Long-Form Speech Generation with Spoken Language Models
This addresses a key bottleneck for long-form multimedia and audio-native voice assistants, representing a novel method for a known bottleneck rather than an incremental improvement.
The paper tackles the problem of generating coherent speech over multiple minutes, which previous models struggled with beyond tens of seconds, and introduces SpeechSSM, a model that can generate up to 16 minutes of speech in a single session while matching or surpassing existing models in coherence and efficiency.

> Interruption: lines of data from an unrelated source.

PR #96, opened 2022-08-26
get first cnode where possible

jasinner:
This improves the performance of the get_upstreams, and get_provides methods called by save_component_taxonomy. Seems to give about a 50% reduction in the time taken by save_component_taxonomy on builds that recently timed out in MP+ stage, eg. build_id=2134940

Unfortunately we could not also add this to get_sources because of CORGI-183


JimFuller-RedHat:
LGTM - note I am working on perf improvements in this area with CORGI-175 (specifically addressing get_sources)

PR #105, opened 2022-08-29
CORGI-166: Fix deadlock when creating ComponentNode

juspence:
@RedHatProductSecurity/corgi-devs Currently we're missing an index and a unique constraint, so when we call ComponentNode.get_or_create:
1) Django searches for an existing ComponentNode that matches the keyword arguments given (only type= and parent= before this MR). This is slow since there's no cnode index for type and parent (we have to do a full table scan through all the existing cnodes, which slows down more the more cnodes we have).
2) Django creates a new ComponentNode if no match is found in step 1 above, using all the keyword arguments given above, plus any values in the "defaults" dict. This can deadlock or insert multiple rows since there's no unique constraint for type and parent.

To fix 2), I added purl= to the list of keyword arguments, so that each cnode we create really is unique. Some cnodes may have the same purl, but they will not be under the same parent with the same type. That allows adding a UniqueConstraint on all of (type, parent, purl) together. Then adding an index on the same (type, parent, purl) fields together fixes 1) above.


JimFuller-RedHat:
LGTM

PR #624, opened 2023-09-29
CORGI-836 populate errata relation software_build fk

jasinner:
Since we changed the way the released_components filter works many streams are having their components filtered out by that filter. The cause of that seems to be be many missing ERRATA relations. 

I've got a script which looks for all streams which should have an SBOM, gets their root components and the release_errata_tags of those components software builds. It then calls slow_load_errata on those to create the ERRATA relations. However I noticed when testing this that the software_build foreign key of the ERRATA relation was not being populated. Most the time the SoftwareBuild object does exist, in that case we should populate the foreign key so that the new released_components filter will work correctly.

I filled a follow up task CORGI-837 to load missing SoftwareBuilds of all ERRATA relations as a scheduled task.

### DIFF
--- a/corgi/tasks/errata_tool.py
+++ b/corgi/tasks/errata_tool.py
@@ -1,3 +1,5 @@
+from typing import Any, DefaultDict
+
 from celery.utils.log import get_task_logger
 from celery_singleton import Singleton
 from django.conf import settings
@@ -76,21 +78,7 @@ def slow_load_errata(erratum_name: str, force_process: bool = False) -> None:
         # Save PCR
         logger.info("Saving product components for errata %s", erratum_id)
         variant_to_component_map = et.get_erratum_components(str(erratum_id))
-        for variant_id, build_objects in variant_to_component_map.items():
-            for build_obj in build_objects:
-                for build_id, errata_components in build_obj.items():
-                    # Add to relations list as we go, so we can fetch them below
-                    build_ids.add(build_id)
-                    ProductComponentRelation.objects.update_or_create(
-                        external_system_id=erratum_id,
-                        product_ref=variant_id,
-                        build_id=build_id,
-                        build_type=build_type,
-                        defaults={
-                            "type": ProductComponentRelation.Type.ERRATA,
-                            "meta_attr": {"components": errata_components},
-                        },
-                    )
+        save_errata_relation(build_ids, build_type, erratum_id, variant_to_component_map)
 
     # If the number of relations was more than 0 check if we've processed all the builds
     # in the errata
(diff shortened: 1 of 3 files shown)


jasinner:
With the old version of scripts/kinit_in_container I was getting an error like:

```
Unspecified GSS failure: Server HTTP/errata.<snip>.com@REDHAT.COM not found in Kerberos database
```

tests/test_errata_data.py
```diff
@@ -226,10 +227,14 @@ def test_save_product_component_for_errata(
...
+    sb = SoftwareBuildFactory(build_id="1636922", build_type=BUILD_TYPE)
     slow_load_errata(erratum_id)
-    pcr = ProductComponentRelation.objects.filter(external_system_id=erratum_id)
-    assert len(pcr) == no_of_objs
+    pcrs = ProductComponentRelation.objects.filter(external_system_id=erratum_id)
+    assert len(pcrs) == no_of_objs
     assert mock_send.call_count == no_of_objs
+    for pcr in pcrs:
+        if pcr.build_id == "1636922":
+            assert pcr.software_build_id == sb.pk
```
juspence: Maybe below is a little cleaner:
```suggestion
        # If the relation uses this build's ID
        if pcr.build_id == sb.build_id:
            # assert it is linked to the build using the ForeignKey field
            assert pcr.software_build_id == sb.pk
        else:
            # else assert the ForeignKey is unset / other build IDs have not been fetched
            assert pcr.software_build_id is None
```

corgi/tasks/errata_tool.py
```diff
@@ -126,6 +114,36 @@ def slow_load_errata(erratum_name: str, force_process: bool = False) -> None:
...
+                    external_system_id=erratum_id,
+                    product_ref=variant_id,
+                    build_id=build_id,
+                    build_type=build_type,
+                    software_build=software_build,
+                    defaults={
+                        "type": ProductComponentRelation.Type.ERRATA,
+                        "meta_attr": {"components": errata_components},
+                    },
+                )
```
juspence: The other fields / keyword arguments here appear in a unique_together constraint, so finding a PCR matching them is OK (there's an index for this and update_or_create will be atomic).

I think having "software_build" as a keyword argument will cause issues though. If a relation exists where all the other fields match but software_build is unset, we'll fail to look it up / update it, and instead try to create a new PCR. Since all the other fields (which have a unique_together constraint) already exist in a different PCR, creating the new PCR with the same values will also fail.

I think the software_build field needs to be in the defaults dict instead:
```suggestion
                defaults = {
                    "type": ProductComponentRelation.Type.ERRATA,
                    "meta_attr": {"components": errata_components},
                }
                software_build = SoftwareBuild.objects.filter(
                    build_id=build_id, build_type=build_type
                ).first()
                if software_build:
                        # If software_build is None, this code will not add a "software_build": None
                        # key / value pair to the defaults dict, so we won't remove the linked
                        # software_build from any existing relations by mistake
                        # If software_build is None / doesn't exist, there shouldn't be any other
                        # relations with a linked build, right?
                        # Or if there are, maybe removing the linked build is what we want
                        defaults["software_build"] = software_build,
                ProductComponentRelation.objects.update_or_create(
                    external_system_id=erratum_id,
                    product_ref=variant_id,
                    build_id=build_id,
                    build_type=build_type,
                    defaults=defaults,
                )
```

juspence (approved):
I think there's a small bug with the way we look up the relations which have / don't have SoftwareBuilds, but otherwise LGTM.

We could also add one more test for this case: create an existing relation with no linked SoftwareBuild / null ForeignKey, but the same product_ref, external_system_id, build_type, build_id, and relation_type, before calling slow_load_errata. Then show that update_or_create correctly finds this relation and updates the ForeignKey field / links the SoftwareBuild.

I think right now, update_or_create will try and fail to look up a matching PCR to update / set the SoftwareBuild on, then try and fail to create a new relation with the same 5 fields and a linked / non-null SoftwareBuild.

corgi/tasks/errata_tool.py
jasinner: good idea, updated.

We consider the generative modeling of speech over multiple minutes, a requirement for long-form multimedia generation and audio-native voice assistants. However, textless spoken language models struggle to generate plausible speech past tens of seconds, due to high temporal resolution of speech tokens causing loss of coherence, architectural issues with long-sequence training or extrapolation, and memory costs at inference time. From these considerations we derive SpeechSSM, the first speech language model family to learn from and sample long-form spoken audio (e.g., 16 minutes of read or extemporaneous speech) in a single decoding session without text intermediates. SpeechSSMs leverage recent advances in linear-time sequence modeling to greatly surpass current Transformer spoken LMs in coherence and efficiency on multi-minute generations while still matching them at the utterance level. As we found current spoken language evaluations uninformative, especially in this new long-form setting, we also introduce: LibriSpeech-Long, a benchmark for long-form speech evaluation; new embedding-based and LLM-judged metrics; and quality measurements over length and time. Speech samples, the LibriSpeech-Long dataset, and any future code or model releases can be found at https://google.github.io/tacotron/publications/speechssm/.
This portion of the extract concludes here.